Know The Seven Kinds Of Hunger

Mindful eating is not being concerned with what you eat; it is about bringing your awareness to how and why you eat. Then, eating is less likely to be a habitual response to certain sensations or triggers.

For instance, being aware of the source of our hunger is crucial because some hungers can only be satisfied by things other than food. In her book Mindful Eating: A Guide to Rediscovering a Healthy and Joyful Relationship with Food, Dr. Bays identifies seven kinds of hunger. Only two of them can be met by consuming food.

Seven Types of Hunger

The seven types of hunger she describes include:

  1. Nose hunger: Created by certain smells and the flavors associated with them. For example, a whiff of pizza, popcorn at a movie theater, or the aroma coming from an open bakery door may trigger nose hunger, even in someone who just ate a satisfying meal.
  2. Eye hunger: Can prompt people to eat when their stomachs are full, or even stuffed.
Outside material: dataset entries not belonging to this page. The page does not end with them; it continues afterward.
Issue #737, opened 2018-11-26
CUPS is broken on OSX starting from El Capitan


vatral:
Starting from El Capitan, the CUPS service is not running by default on OSX, and is started as needed. Also, it automatically shuts down after being unused for some time.

As a result, forwarding the print port fails to work correctly.

We're currently looking into this. I will have to look more deeply into how is an application supposed to do this properly, but my current idea is to make NX start cupsd by invoking cupsctl before connecting to the port.

I'm opening the bug in case you're aware of the issue, or have an idea of how it should be fixed.

uli42:
This is not an nx-libs bug. I'd rather not integrate cups start into nx-libs. This is clearly the task of the session management software (x2go, qvd etc.).

vatral:
Okay, so here's what I gathered so far:

CUPS is not running by default anymore on OSX, so it's not listening to the port at all (and there's no socket listener that starts it, it seems. At least on TCP). It also shuts down automatically after a while.

So here is the rough idea I had in mind: I want to add an option to NX to add a configurable command that would be executed on an incoming connection. This then would be provided by QVD. The command in the case of the print port would do whatever is needed to start CUPS.

How does that sound to you? I'd like to coordinate our efforts here, and that sounds like potentially useful functionality.

uli42:
On Mon, Dec 17, 2018 at 11:43 PM Vadim Troshchinskiy
<notifications@github.com> wrote:
>
> Okay, so here's what I gathered so far:
>
> CUPS is not running by default anymore on OSX, so it's not listening to the port at all (and there's no socket listener that starts it, it seems. At least on TCP). It also shuts down automatically after a while.
>
> So here is the rough idea I had in mind: I want to add an option to NX to add a configurable command that would be executed on an incoming connection. This then would be provided by QVD. The command in the case of the print port would do whatever is needed to start CUPS.
>
> How does that sound to you? I'd like to coordinate our efforts here, and that sounds like potentially useful functionality.

I am totally fine with that. Maybe we should also add the opposite,
too: a configurable command that is executed on disconnect.

But I am wondering (I don't know OSX): How is CUPS used on that system
at all? Who is starting the service when a user wants to print?

Uli

Ionic:
[...]

PR #764, opened 2019-01-22
Make it possible to forward client ports to unix sockets

vatral:
This is to address bug #737 

Modern versions of OSX don't have CUPS running all the time, and start it when /private/var/run/cupsd is opened.

The code already supports working with unix sockets, but specifying "cups=unix:/private/var/run/cupsd" doesn't work due to issues in the current commandline parser.

This should fix that. Please check the changes to ParseEnvironmentOptions, as I'm not 100% sure if there might be some edge case I'm not seeing.

### DIFF
--- a/nxcomp/src/ChannelEndPoint.cpp
+++ b/nxcomp/src/ChannelEndPoint.cpp
@@ -209,8 +209,6 @@ ChannelEndPoint::getUnixPath(char **unixPath) const {
 
   if (unixPath)
     *unixPath = NULL;
-  else
-    return false;
 
   long p;
   char *path = NULL;
@@ -230,7 +228,9 @@ ChannelEndPoint::getUnixPath(char **unixPath) const {
       return false;
   }
 
-  *unixPath = strdup(path);
+  // Only return value wanted
+  if ( unixPath )
+    *unixPath = strdup(path);
 
   return true;
 }
--- a/nxcomp/src/Loop.cpp
+++ b/nxcomp/src/Loop.cpp
@@ -7803,6 +7803,7 @@ int ParseEnvironmentOptions(const char *env, int force)
   strcpy(opts, env);
 
   char *nextOpts = opts;
+  bool nxdisplay_found = false;
 
   //
   // Ensure that DISPLAY environment variable
@@ -7824,14 +7825,17 @@ int ParseEnvironmentOptions(const char *env, int force)
   else if (strncasecmp(opts, "nx/nx,", 6) == 0)
   {
     nextOpts += 6;
+    nxdisplay_found = true;
   }
   else if (strncasecmp(opts, "nx,", 3) == 0)
   {
     nextOpts += 3;
+    nxdisplay_found = true;
   }
   else if (strncasecmp(opts, "nx:", 3) == 0)
   {
     nextOpts += 3;
+    nxdisplay_found = true;
   }
   else if (force == 0)
   {
@@ -7860,7 +7864,7 @@ int ParseEnvironmentOptions(const char *env, int force)
 
   value = strrchr(nextOpts, ':');
 
-  if (value != NULL)
+  if (value != NULL && nxdisplay_found )
   {
     char *check = value + 1;
 


sunweaver:
@vtq: thanks for this PR. I'll take a look.

sunweaver:
@vtq: Can you provide me with a simple nxagent / nxproxy startup command line pattern that gives me a test scenario for this?

vatral:
@sunweaver 

OSX:

    nxproxy -S cups=unix:/private/var/run/cupsd localhost:40

Linux:

    nxproxy -S cups=unix:/var/run/cups/cups.sock localhost:40

nxcomp/src/ChannelEndPoint.cpp
```diff
@@ -209,8 +209,6 @@ ChannelEndPoint::getUnixPath(char **unixPath) const {
 
   if (unixPath)
     *unixPath = NULL;
-  else
-    return false;
```
sunweaver, line 213: Bail out, if unixPath is unset. Ok.

nxcomp/src/ChannelEndPoint.cpp
```diff
@@ -230,7 +228,9 @@ ChannelEndPoint::getUnixPath(char **unixPath) const {
       return false;
   }
 
-  *unixPath = strdup(path);
+  // Only return value wanted
+  if ( unixPath )
+    *unixPath = strdup(path);
```
sunweaver, line 233: unixPath will never be NULL, so this if-clause is not required. (Remember, you added a return false further above).

nxcomp/src/Loop.cpp
```diff
@@ -7860,7 +7864,7 @@ int ParseEnvironmentOptions(const char *env, int force)
 
   value = strrchr(nextOpts, ':');
 
-  if (value != NULL)
+  if (value != NULL && nxdisplay_found )
```
sunweaver, line 7867: IMHO, nxdisplay_found the way you introduced it will always be TRUE down here. I think this whole commit is superfluous.

sunweaver (changes requested):
Please go through my inline comments. At the end of the day, the only change you need is the ``return false`` at the top of getUnixPath(). Please re-visit and give feedback.

nxcomp/src/ChannelEndPoint.cpp
vatral: I didn't add a "return false", I removed it. The fix is that getUnixPath has to return the right boolean even when passed a NULL.

The call tree starts here:

    ChannelEndPoint::validateSpec() {
       isTCP_ = getTCPHostAndPort();
       isUnix_ = getUnixPath();


getUnixPath is declared:   

    bool getUnixPath(char **path = NULL) const;

So, unixPath is a pointer to a pointer, which will be NULL when called from validateSpec(). validateSpec() doesn't actually want the path, it only wants the true/false return value from the function.

What was broken is that the function always returned false when not given a buffer, even if it actually was an unix path.

nxcomp/src/Loop.cpp
vatral: Not always, no. Look at the branch with the 'force' argument.

Here's a demonstration:
```

 nxproxy-gdb  -S cups=unix://private/vda localhost:40
GNU gdb (GDB) Fedora 8.1.1-3.fc28
...
Reading symbols from /home/vadim/git/nx-libs/nxproxy/src/nxproxy...done.
(gdb) break Loop.cpp:7867
No source file named Loop.cpp.
Make breakpoint pending on future shared library load? (y or [n]) y
Breakpoint 1 (Loop.cpp:7867) pending.
(gdb) run
Starting program: /home/vadim/git/nx-libs/nxproxy/src/nxproxy -S cups=unix://private/vda localhost:40

[Thread debugging using libthread_db enabled]
Using host libthread_db library "/lib64/libthread_db.so.1".

Breakpoint 1, ParseEnvironmentOptions (env=0x7fffffffe4bb "cups=unix://private/vda", force=1) at Loop.cpp:7867

7867      if (value != NULL && nxdisplay_found )
(gdb) print nxdisplay_found
$1 = false
(gdb) print value
$2 = 0x7fffffffc8d9 "://private/vda"
(gdb) bt
#0  ParseEnvironmentOptions (env=0x7fffffffe4bb "cups=unix://private/vda", force=1) at Loop.cpp:7867
#1  0x00007ffff7b0fceb in ParseCommandLineOptions (argc=4, argv=0x7fffffffe068) at Loop.cpp:8842
#2  0x00007ffff7af21cd in NXTransParseCommandLine (argc=4, argv=0x7fffffffe068) at Loop.cpp:1287
#3  0x0000000000400a06 in main (argc=4, argv=0x7fffffffe068) at Main.c:93
```

vatral: The point of that change is that "cups=unix://private/vda" contains a ":" in it, and that this causes execution to hit https://github.com/ArcticaProject/nx-libs/blob/889de46f759913742478d2cfe20f1f4a6c2effdc/nxcomp/src/Loop.cpp#L7873

If that branch is avoided, then option parsing works just fine.

That said, this is the bit I'm not quite sure about. The code here seems to do two different things with the same bit of code, and allowing a : in the value of "cups" breaks stuff.

This should probably be rewritten though, as this means there are two valid options at this point:

    nx/nx,foo=1,bar=2,etc=3:100

And:

    cups=unix://private/blah.


The problem is that the first option only works with a single ":". Do this and things break:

The sight of someone else’s ice cream, pictures on a dessert menu, or a juicy looking burger on a billboard can stimulate eye hunger.
  3. Mouth hunger: A craving for the flavor and texture sensations that food provides. The mouth can feel deprived when nothing is stimulating the taste buds or meeting our desire for certain textures.
  4. Mind hunger: The result of thoughts such as “I need to eat a big lunch in case I don’t feel like cooking tonight,” or “I had a hard day at work and deserve a second piece of cake,” or “I really have to eat less fat.” Eating according to our thoughts means our eating is likely based on worry.
  5. Heart hunger: Involves those feelings of loneliness, emptiness or despair we all experience because we are human. Our heart is hungry for connection or some type of emotional nourishment, and we try to fill the hole with our favorite comfort foods or whatever is available.
  6. Stomach hunger: Can indicate it is time to refuel ourselves with food. It is important not to confuse stomach hunger with an anxious stomach, or a habit of eating just because it is noon, or the tension caused by a painful memory crossing our mind. One way to test stomach hunger is to delay eating and see whether the sensation passes.
  7. Cellular hunger: Occurs when the body is asking for the nutrients it needs to function well. If we practice exercising present moment awareness, we will increase our ability to know what types of foods our body wants.

Awareness Allows Choice

As you may have realized, the two types of hunger that can be satisfied with food are stomach and cellular hunger. Although we attempt to satisfy nose, eye, mouth, heart and mind hunger with food, it is not possible. By being mindful, we learn to observe hunger when it arises, determine its true source, and respond to it more often by choice than by reflex.